PR #207, opened 2018-04-24
Replace HeaderFields with VcfHeader.

### LINKED ISSUE #111: Remove HeaderFields in favor of VcfHeader
We currently have both [HeaderFields](https://github.com/googlegenomics/gcp-variant-transforms/blob/master/gcp_variant_transforms/libs/vcf_header_parser.py#L32)  and [VcfHeader](https://github.com/googlegenomics/gcp-variant-transforms/blob/master/gcp_variant_transforms/beam_io/vcf_header_io.py#L34).

HeaderFields is an older object that was written prior to having VcfHeader. We should remove HeaderFields in favor of VcfHeader.

arostamianfar:
Note that VcfHeader itself would be replaced with Nucleus' proto later on (which will make referencing fields like `num`, `desc`, and `type` much more native rather than a dict lookup). This PR makes that transition easier so that at least we have a unified representation of headers throughout the code.

Fixes #111.

Tested:
unit + integration tests.

### DIFF
--- a/gcp_variant_transforms/beam_io/vcf_header_io.py
+++ b/gcp_variant_transforms/beam_io/vcf_header_io.py
@@ -65,18 +65,17 @@ class VcfHeader(object):
               ):
     """Initializes a VcfHeader object.
 
+    It keeps the order of values in the input dictionaries. Order is important
+    in some fields like `contigs` and for ensuring order is unchanged in
+    VCF->VCF pipelines.
+
     Args:
-      infos: A dictionary mapping info keys (str) to vcf info metadata
-        values (:class:`~vcf.parser._Info`).
-      filters: A dictionary mapping filter keys (str) to vcf filter
-        metadata values (:class:`~vcf.parser._Filter`).
-      alts: A dictionary mapping alt keys (str) to vcf alt metadata
-        values (:class:`~vcf.parser._Alt`).
-      formats: A dictionary mapping format keys (str) to vcf format
-        metadata values (:class:`~vcf.parser._Format`).
-      contigs: A dictionary mapping contig keys (str) to vcf contig
-        metadata values (:class:`~vcf.parser._Contig`).
-      file_name: A str representing the file name of the vcf file.
+      infos: A dictionary mapping info keys to vcf info metadata values.
+      filters: A dictionary mapping filter keys to vcf filter metadata values.
+      alts: A dictionary mapping alt keys to vcf alt metadata values.
+      formats: A dictionary mapping format keys to vcf format metadata values.
+      contigs: A dictionary mapping contig keys to vcf contig metadata values.
+      file_name: The file name of the vcf file.
     """
     self.infos = self._values_asdict(infos or {})
     self.filters = self._values_asdict(filters or {})
@@ -100,11 +99,11 @@ class VcfHeader(object):
                                                  self.contigs]])
 
   def _values_asdict(self, header):
-    """Converts PyVCF header values to dictionaries."""
+    """Converts PyVCF header values to ordered dictionaries."""
     ordered_dict = OrderedDict()
     for key in header:
       # These methods were not designed to be protected. They start with an
-      # underscore to avoid confilcts with field names. For more info, see
+      # underscore to avoid conflicts with field names. For more info, see
       # https://docs.python.org/2/library/collections.html#collections.namedtuple
       ordered_dict[key] = header[key]._asdict()  # pylint: disable=W0212
     return ordered_dict
--- a/gcp_variant_transforms/beam_io/vcf_header_io.py
+++ b/gcp_variant_transforms/beam_io/vcf_header_io.py
@@ -16,7 +16,9 @@
 
 from __future__ import absolute_import
 
+from collections import OrderedDict
 from functools import partial
+from typing import Dict  # pylint: disable=unused-import
 import vcf
 
 import apache_beam as beam
@@ -54,26 +56,27 @@ class VcfHeader(object):
   """Container for header data."""
 
   def __init__(self,
-               infos=None,
-               filters=None,
-               alts=None,
-               formats=None,
-               contigs=None,
-               file_name=None):
+               infos=None,  # type: Dict[str, OrderedDict[vcf.parser._Info]]
+               filters=None,  # type: Dict[str, OrderedDict[vcf.parser._Filter]]
+               alts=None,  # type: Dict[str, OrderedDict[vcf.parser._Alt]]
+               formats=None,  # type: Dict[str, OrderedDict[vcf.parser._Format]]
+               contigs=None,  # type: Dict[str, OrderedDict[vcf.parser._Contig]]
+               file_name=None  # type: str
+              ):
     """Initializes a VcfHeader object.
 
     Args:
-      infos (dict): A dictionary mapping info keys (str) to vcf info metadata
+      infos: A dictionary mapping info keys (str) to vcf info metadata
         values (:class:`~vcf.parser._Info`).
-      filters (dict): A dictionary mapping filter keys (str) to vcf filter
+      filters: A dictionary mapping filter keys (str) to vcf filter
         metadata values (:class:`~vcf.parser._Filter`).
-      alts (dict): A dictionary mapping alt keys (str) to vcf alt metadata
+      alts: A dictionary mapping alt keys (str) to vcf alt metadata
         values (:class:`~vcf.parser._Alt`).
-      formats (dict): A dictionary mapping format keys (str) to vcf format
+      formats: A dictionary mapping format keys (str) to vcf format
         metadata values (:class:`~vcf.parser._Format`).
-      contigs (dict): A dictionary mapping contig keys (str) to vcf contig
+      contigs: A dictionary mapping contig keys (str) to vcf contig
         metadata values (:class:`~vcf.parser._Contig`).
-      file_name (str): A str representing the file name of the vcf file.
+      file_name: A str representing the file name of the vcf file.
     """
     self.infos = self._values_asdict(infos or {})
     self.filters = self._values_asdict(filters or {})
@@ -98,11 +101,14 @@ class VcfHeader(object):
 
   def _values_asdict(self, header):
     """Converts PyVCF header values to dictionaries."""
+    ordered_dict = OrderedDict()
+    for key in header:
+      # These methods were not designed to be protected. They start with an
+      # underscore to avoid confilcts with field names. For more info, see
+      # https://docs.python.org/2/library/collections.html#collections.namedtuple
+      ordered_dict[key] = header[key]._asdict()  # pylint: disable=W0212
+    return ordered_dict
 
-    # These methods were not designed to be protected. They start with an
-    # underscore to avoid confilcts with field names. For more info, see below:
-    # https://docs.python.org/2/library/collections.html#collections.namedtuple
-    return {key: header[key]._asdict() for key in header}  # pylint: disable=W0212
 
 class VcfHeaderSource(filebasedsource.FileBasedSource):
   """A source for reading VCF file headers.
--- a/gcp_variant_transforms/libs/bigquery_util.py
+++ b/gcp_variant_transforms/libs/bigquery_util.py
@@ -73,7 +73,7 @@ _FALLBACK_FIELD_NAME_PREFIX = 'field_'
 
 
 def get_bigquery_sanitized_field_name(field_name):
-  # (str) -> str
+  # type: (str) -> str
   """Returns the sanitized field name according to BigQuery restrictions.
 
   BigQuery field names must follow `[a-zA-Z][a-zA-Z0-9_]*`. This method converts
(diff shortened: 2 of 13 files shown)


gcp_variant_transforms/libs/bigquery_vcf_schema.py
```diff
@@ -120,9 +122,11 @@ def generate_schema_from_header_fields(
       continue
     calls_record.fields.append(bigquery.TableFieldSchema(
         name=bigquery_util.get_bigquery_sanitized_field_name(key),
-        type=bigquery_util.get_bigquery_type_from_vcf_type(field.type),
-        mode=_get_bigquery_mode_from_vcf_num(field.num),
-        description=bigquery_util.get_bigquery_sanitized_field(field.desc)))
+        type=bigquery_util.get_bigquery_type_from_vcf_type(
+            field[_HeaderKeyConstants.TYPE]),
+        mode=_get_bigquery_mode_from_vcf_num(field[_HeaderKeyConstants.NUM]),
```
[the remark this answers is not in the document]
arostamianfar: Excellent suggestion! Done!

gcp_variant_transforms/libs/bigquery_vcf_schema_test.py
```diff
@@ -195,7 +195,7 @@ def test_variant_merger_modify_schema(self):
         ('I1', Info('I1', 1, 'String', 'desc', 'src', 'v')),
         ('IA', Info('IA', field_counts['A'], 'Integer', 'desc', 'src', 'v'))])
     formats = OrderedDict([('F1', Format('F1', 1, 'String', 'desc'))])
-    header_fields = vcf_header_parser.HeaderFields(infos, formats)
+    header_fields = vcf_header_io.VcfHeader(infos=infos, formats=formats)
```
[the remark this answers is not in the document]
arostamianfar: Good question. For the schema (and our code in general), we just care about INFO and FORMAT fields and ignore the rest of the fields. The rest are included as part of the 'representative header' for completeness (in case we end up using them at some point in the future and/or if they're used by the parser).

gcp_variant_transforms/libs/vcf_header_parser.py
```diff
@@ -16,32 +16,23 @@
...
     input_file (str): A string specifying the path to the representative VCF
-    file, i.e., the VCF file that contains a header representative of all VCF
-    files matching the input_pattern of the job. It can be local or remote (e.g.
-    on GCS).
+      file, i.e., the VCF file that contains a header representative of all VCF
+      files matching the input_pattern of the job. It can be local or
+      remote (e.g. on GCS).
   Returns:
-    ``HeaderFields`` specifying header info.
+    :class:`vcf_header_io.VcfHeader` specifying header info.
```
bashir2: Please remove the type.

gcp_variant_transforms/libs/vcf_header_parser.py
```diff
@@ -16,32 +16,23 @@
...
 
-__all__ = ['HeaderFields', 'get_vcf_headers']
-
-
-# Stores parsed header information.
-#   - infos: Stores all `##INFO` header lines. Type is a ``dict`` with values
-#     equal to ``namedtuple`` defined in ``vcf.parser._Info``.
-#   - formats: Stores all `##FORMAT` header lines. Type is a ``dict`` with
-#     values equal to ``namedtuple`` defined in ``vcf.parser._Formats``.
-HeaderFields = namedtuple('HeaderFields', ['infos', 'formats'])
```
bashir2: I am thinking that VcfHeader actually belongs to this file because (i) all that this module currently has, in some sense, is a factory for VcfHeader objects (i.e., get_vcf_headers); and (ii) the dependency of this module on something from beam_io seems a little odd and I think a more logical dependency order is to have VcfHeader defined here and beam_io.vcf_header_io depend on this module instead (so the opposite direction).

If you make that change, many of the other dependencies in libs/* modules on beam_io will also be gone (specially those that this PR has introduced). So in general the dependency chain is beam_io modules depending on libs, not the opposite. WDYT?

gcp_variant_transforms/libs/bigquery_vcf_schema.py
```diff
@@ -120,9 +122,12 @@ def generate_schema_from_header_fields(
       continue
     calls_record.fields.append(bigquery.TableFieldSchema(
         name=bigquery_util.get_bigquery_sanitized_field_name(key),
-        type=bigquery_util.get_bigquery_type_from_vcf_type(field.type),
-        mode=_get_bigquery_mode_from_vcf_num(field.num),
-        description=bigquery_util.get_bigquery_sanitized_field(field.desc)))
+        type=bigquery_util.get_bigquery_type_from_vcf_type(
+            field[_HeaderKeyConstants.TYPE]),
```
bashir2: Why is this change needed? Can't you continue to use field.type, field.num, etc.?

gcp_variant_transforms/libs/processed_variant.py
```diff
@@ -366,7 +372,7 @@ def __init__(self,
     for field in annotation_fields or []:
       if field not in header_fields.infos:
         raise ValueError('{} INFO not found in the header'.format(field))
-      header_desc = header_fields.infos[field].desc
+      header_desc = header_fields.infos[field][_HeaderKeyConstants.DESC]
```
bashir2: Also here and elsewhere (why the change)?

gcp_variant_transforms/libs/bigquery_vcf_schema.py
```diff
@@ -134,16 +139,13 @@ def generate_schema_from_header_fields(
...
+        mode=bigquery_util.get_bigquery_mode_from_vcf_num(
+            field[_HeaderKeyConstants.NUM]),
+        description=bigquery_util.get_bigquery_sanitized_field(
+            field[_HeaderKeyConstants.DESC])))
     info_keys.add(key)
   if variant_merger:
     variant_merger.modify_bigquery_schema(schema, info_keys)
   return schema
-
-def _get_bigquery_mode_from_vcf_num(vcf_num):
```
bashir2: Moving this function to another module seems to be independent of the scope of this change; is there any particular reason to do it in this very PR?

gcp_variant_transforms/beam_io/vcf_header_io.py
```diff
@@ -98,11 +101,14 @@ def __repr__(self):
 
   def _values_asdict(self, header):
     """Converts PyVCF header values to dictionaries."""
+    ordered_dict = OrderedDict()
```
bashir2: Can you please elaborate why the order is important? It seems non-trivial to me and if there is a specific reason probably it should be documented either in this function's docstring or (better) in __init__.

gcp_variant_transforms/beam_io/vcf_header_io.py
```diff
@@ -54,26 +56,27 @@ class VcfHeader(object):
...
+               alts=None,  # type: Dict[str, OrderedDict[vcf.parser._Alt]]
+               formats=None,  # type: Dict[str, OrderedDict[vcf.parser._Format]]
+               contigs=None,  # type: Dict[str, OrderedDict[vcf.parser._Contig]]
+               file_name=None  # type: str
+              ):
     """Initializes a VcfHeader object.
 
     Args:
-      infos (dict): A dictionary mapping info keys (str) to vcf info metadata
+      infos: A dictionary mapping info keys (str) to vcf info metadata
```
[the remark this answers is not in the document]
arostamianfar: Done.

gcp_variant_transforms/beam_io/vcf_header_io.py
```diff
@@ -98,11 +101,14 @@ def __repr__(self):
 
   def _values_asdict(self, header):
     """Converts PyVCF header values to dictionaries."""
```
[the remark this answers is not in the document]
arostamianfar: Added the ordered note for now. The type thing becomes ugly as it has arbitrary values.

gcp_variant_transforms/beam_io/vcf_header_io.py
arostamianfar: Sure, added a comment in `__init__`. Essentially, we get ordered dicts from pyvcf and we should continue to keep the order. It's important for fields like contigs and for cases where we want to go from VCF->VCF. Nuclues' [proto](https://github.com/google/nucleus/blob/master/nucleus/protos/variants.proto#L161) is also ordered for the same reason.

gcp_variant_transforms/beam_io/vcf_header_io.py
```diff
@@ -98,11 +101,14 @@ def __repr__(self):
...
+    ordered_dict = OrderedDict()
+    for key in header:
+      # These methods were not designed to be protected. They start with an
+      # underscore to avoid confilcts with field names. For more info, see
```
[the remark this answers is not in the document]
arostamianfar: Done. Thanks!

gcp_variant_transforms/libs/bigquery_util.py
```diff
@@ -73,6 +73,7 @@ class TableFieldConstants(object):
 
 
 def get_bigquery_sanitized_field_name(field_name):
+  # (str) -> str
```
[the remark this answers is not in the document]
arostamianfar: oops...Done! Thanks! I guess InteliJ just treated this as a random comment...lol

gcp_variant_transforms/libs/bigquery_vcf_schema.py
arostamianfar: Unlike HeaderFields that used the namedtuples from pyvcf directly, we convert them to dicts in VcfHeader (there was an issue with picking namedtuples, so we had to convert them to dicts). So, the field no longer has a `num` attribute, but just a key. This will be nicer when we switch to using Nucleus protos as those have properly named fields.

gcp_variant_transforms/libs/bigquery_vcf_schema.py
arostamianfar: Allie actually suggested it in this PR; it was a small enough change (and refactoring related), so I decided to do it in this PR. I can change it in another PR if you feel strongly about keeping the scope smaller.

gcp_variant_transforms/libs/vcf_header_parser.py
arostamianfar: I actually think I/O modules should have the type in themselves (e.g. VCF I/O has Variant records). In any case, we're actually planning to remove VcfHeader altogether in favor of Nucleus [protos](https://github.com/google/nucleus/blob/master/nucleus/protos/variants.proto#L161), so it doesn't really matter at this point :)

gcp_variant_transforms/libs/vcf_header_parser.py
arostamianfar: Done.

gcp_variant_transforms/transforms/variant_to_bigquery.py
```diff
@@ -18,13 +18,14 @@
...
+from gcp_variant_transforms.beam_io import vcf_header_io  # pylint: disable=unused-import
 from gcp_variant_transforms.libs import bigquery_row_generator
-from gcp_variant_transforms.libs import bigquery_schema_descriptor  #pylint: disable=unused-import
+from gcp_variant_transforms.libs import bigquery_schema_descriptor  # pylint: disable=unused-import
 from gcp_variant_transforms.libs import bigquery_vcf_schema
 from gcp_variant_transforms.libs import processed_variant
 from gcp_variant_transforms.libs import vcf_field_conflict_resolver
-from gcp_variant_transforms.libs import vcf_header_parser  #pylint: disable=unused-import
-from gcp_variant_transforms.libs.variant_merge import variant_merge_strategy  #pylint: disable=unused-import
+from gcp_variant_transforms.libs import vcf_header_parser  # pylint: disable=unused-import
```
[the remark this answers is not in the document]
arostamianfar: Good catch! Removed. That's one challenge with using unused-import :/ Hopefully pylint will fix this soon.

gcp_variant_transforms/libs/vcf_header_parser.py
bashir2: Well, you can argue that this module (`vcf_header_parser`) is actually an I/O module as well. In fact, both this module and the beam module use `vcf` which is the real I/O module IMO.

As a general guideline, it is important to pay attention to the "flow" of dependencies between packages and I have found that having Beam/Flume related functionality depend on more pure libraries is the right direction. Anyways, up to you, specially if you feel that the Nucleus change will happen soon, I am okay either way.

gcp_variant_transforms/beam_io/vcf_header_io.py
arostamianfar: Good point about merging: that's a different beast that we need to tackle when we have VCF->VCF. For now, we have a reasonable logic to continue to keep the order if no new fields are added. However, the semantics of VcfHeader should have order and it would pave the way towards Nucleus support.
RE asserts: that is a particular test where we're inferring headers, hence no predefined order. We ensure order is kept in all other tests.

* **Task to carry out**:
Using the data above, return every line that contains the string "which".

* **Task result**:
Note that VcfHeader itself would be replaced with Nucleus' proto later on (which will make referencing fields like `num`, `desc`, and `type` much more native rather than a dict lookup). This PR makes that transition easier so that at least we have a unified representation of headers throughout the code.
bashir2: Well, you can argue that this module (`vcf_header_parser`) is actually an I/O module as well. In fact, both this module and the beam module use `vcf` which is the real I/O module IMO.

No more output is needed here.